1, definition of set, representation of common set (n, z, q, r), empty set. The three elements of a set, the expression method and the relationship between the elements and the set;

2. The relationship between sets (including, really containing, equal to, that is, subset, proper subset, equal to).

3. Operations between sets (intersection, union and complement)

4. The operation formula between commonly used sets:

1. idempotent law: A∪A=A, a ∪ a = a.

2. identity: a ∪ φ = a ∪φ = a ∪ u = a.

3. complementary law: A∪A'=U, A∪A' =φ (where a' stands for the complement of a).

4 commutative law: A∪B=B∪A, a ∪ b = b ∪ a.

5. Law of association: (A∪B)∪C=A∪(B∪C), (A∪B)∩C = A ∪( B∪C).

6. Distribution law: A∩(B∩C)=(A∪B)∩(A∪C), A ∪( B∪C)=(A∪B)∪( A).

7. law of absorption: A∩(A∩B)= A, a ∩ (a ∪ b) = a.

8. Inverse law: (A∪B)' = A '∪B', (A∪B)' = A '∪B'

Second, the function:

1, function definition (this must remember the key words and understand)

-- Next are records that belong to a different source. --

PR #25, opened 2020-11-19
client: add channel acceptor with new fields

carlaKC:
**This PR uses rpc fields which are only exposed in lnd 0.12:** it should not be merged to master until we have cut lnd.


lightning_client.go
```diff
@@ -696,6 +701,128 @@ type NetworkInfo struct {
...
+}
+
+// AcceptorResponse contains the response to a channel acceptor request.
+type AcceptorResponse struct {
+	// Accept indicates whether to accept the channel.
+	Accept bool
+
+	// PendingChanId is the pending channel id to which this response
+	// applies.
+	PendingChanId []byte
```
bhandras, line 790: Do we need this field?

bhandras (approved):
LGTM :1st_place_medal:

lightning_client.go
carlaKC: Could set it directly from the request so that we don't need to set it!

bhandras: Yeah, mostly what I meant is that we pass the request containing `PendingChanId` to the closure and then return it in the response from the same closure. Not super important though. I'm also fine with having it in the response too.

lightning_client.go
```diff
@@ -2703,3 +2830,75 @@ func (s *lightningClient) NetworkInfo(ctx context.Context) (*NetworkInfo,
...
+	}
+
+	errChan := make(chan error, 1)
+
+	s.wg.Add(1)
+	go func() {
+		defer s.wg.Done()
+
+		for {
+			request, err := acceptStream.Recv()
```
guggero, line 2857: Should we select on `ctx.Done()` before this, just in case we get that directly after sending a message. Then we can avoid getting an error on the `Recv()` and quit nicely.

lightning_client.go
```diff
@@ -2703,3 +2830,75 @@ func (s *lightningClient) NetworkInfo(ctx context.Context) (*NetworkInfo,
...
+			if err != nil {
+				errChan <- fmt.Errorf("invalid request sent "+
+					"from lnd: %v", err)
+
+				return
+			}
+
+			resp, err := accept(accReq)
+			if err != nil {
+				errChan <- fmt.Errorf("accept funciton "+
```
guggero, line 2875: nit: typo in function.

lightning_client.go
```diff
@@ -2703,3 +2830,75 @@ func (s *lightningClient) NetworkInfo(ctx context.Context) (*NetworkInfo,
...
+					"failed: %v", err)
+
+				return
+			}
+
+			rpcResp := &lnrpc.ChannelAcceptResponse{
+				Accept:          resp.Accept,
+				PendingChanId:   resp.PendingChanId,
```
guggero, line 2883: We could check if the `PendingChanId` in the response is empty and default to the value in the request. Or just remove it completely as @bhandras suggested. I think the field is only in the response to make sure the request and response are matched, since with streams it's possible to get requests and send responses out of order. And because we do it synchronously here, we could abstract that away from the `lndclient` user.

guggero (approved):
LGTM, very useful to have! Going to need this for the Pool sidecar implementation as well.

One discussion that we might need to have again is: How should we handle merges to the master branch?
Or to be more exact: What `lnd` version compatibility should the master branch reflect? Always the latest released?
Or should the master branch only contain functionality that is backward compatible to at least the last major version and everything that _requires_ an update should live in a branch?

Anyway, to progress with this PR, I created the `lnd-12-0` branch and suggest merging the PR against that for now.

lightning_client.go
carlaKC: Decided to leave it in the request, because I can see some use case for wanting to log the pending channel id in the accept code, and can see us perhaps needing to come back to log it. Removed it from the response because we don't need it there. Sound ok?

lightning_client.go
carlaKC: see comment above!

lightning_client.go
carlaKC: sgtm!

carlaKC:
>  Or should the master branch only contain functionality that is backward compatible to at least the last major version and everything that _requires_ an update should live in a branch?

This approach makes sense to me. Ok to merge anything that has been included in the last tagged major version, and let other stuff live on a branch until we tag the next major version.

> Anyway, to progress with this PR, I created the lnd-12-0 branch and suggest merging the PR against that for now.

Will go ahead with this!

carlaKC:
Added `ctx` with timeout to acceptor function [here](https://github.com/lightninglabs/lndclient/compare/1c83885d966ff95b52747ec9cb8332b6a1d8709b..37d550ba33202695d5e3c5c3c5dcac25478f2231).

lightning_client.go
```diff
@@ -2703,3 +2829,92 @@ func (s *lightningClient) NetworkInfo(ctx context.Context) (*NetworkInfo,
...
+
+				return
+			}
+
+			// Create a child context for our accept function which
+			// will timeout after the timeout period provided.
+			ctxt, cancel := context.WithTimeout(ctx, timeout)
+
+			resp, err := accept(ctxt, accReq)
+			if err != nil {
```
guggero, line 2888: Could cancel directly before this line as nothing async is going on after this anymore (or at least shouldn't). Then we could get rid of the other three calls.

lightning_client.go
```diff
@@ -2703,3 +2829,92 @@ func (s *lightningClient) NetworkInfo(ctx context.Context) (*NetworkInfo,
...
+// acceptor.
+type AcceptorFunction func(context.Context,
+	*AcceptorRequest) (*AcceptorResponse, error)
+
+// AcceptChannel create a channel acceptor using the accept function passed in.
+// The timeout provided will be used to timeout the passed accept closure when
+// it exceeds the amount of time we allow. Note that this amount should be
+// strictly less than lnd's chanacceptor timeout parameter.
+func (s *lightningClient) AcceptChannel(ctx context.Context,
+	timeout time.Duration, accept AcceptorFunction) (chan error, error) {
```
guggero, line 2843: :+1:

go.mod
```diff
@@ -3,11 +3,12 @@ module github.com/lightninglabs/lndclient
...
 
 require (
-	github.com/btcsuite/btcd v0.20.1-beta.0.20200730232343-1db1b6f8217f
+	github.com/btcsuite/btcd v0.20.1-beta.0.20200903105316-61634447e719
 	github.com/btcsuite/btclog v0.0.0-20170628155309-84c8d2346e9f
 	github.com/btcsuite/btcutil v1.0.2
 	github.com/btcsuite/btcwallet/wtxmgr v1.2.0
-	github.com/lightningnetwork/lnd v0.11.0-beta
+	//TODO(carla): bump to 0.12 once cut.
+	github.com/lightningnetwork/lnd v0.11.0-beta.rc4.0.20201118235732-1efef51268d6
```
guggero, line 11: Can we drop this whole commit then, if we're merging against master?

guggero (changes requested):

go.mod
carlaKC: Not sure whether I'm following this, this change has new fields in the chanacceptor response which will only be included in the 0.12 release? 

> Or should the master branch only contain functionality that is backward compatible to at least the last major version and everything that requires an update should live in a branch?

So by this approach, we leave this PR on the 0.12 branch until it's released.

guggero: Ah, I wasn't aware that there were new fields added in `lnd` for this to work. I was confused because you remove the `SubscribeHtlcEvents` code and assumed this made it backward compatible :see_no_evil: 

But I think you need to close the PR and reopen against the 0.12 branch then?

carlaKC:
Replacing this with #27, which is against the 0.12 branch rather than against maser. No code change, just re-create pull.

2. Representation of functions (pay attention to piecewise functions)

3. The domain, range and three elements of a function, and the conditions for the equality of functions.

4. The properties of the function: (1) monotonicity (pay attention to the definition and local properties) and maximum value (after monotonicity, you want to use monotonicity to find the maximum value); (2) parity (understanding the definition, the overall nature); (3) From parity to functional symmetry (central symmetry and axial symmetry).